Collected data
PR #478, opened 2020-11-12
fix: null is not valid header value

ronag:


ronag:
strangely enough we support null header values per https://github.com/nodejs/undici/pull/453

Exercise aim
Give a word-for-word copy of the records.

Task response
PR #478, opened 2020-11-12
fix: null is not valid header value

ronag:


ronag:
strangely enough we support null header values per https://github.com/nodejs/undici/pull/453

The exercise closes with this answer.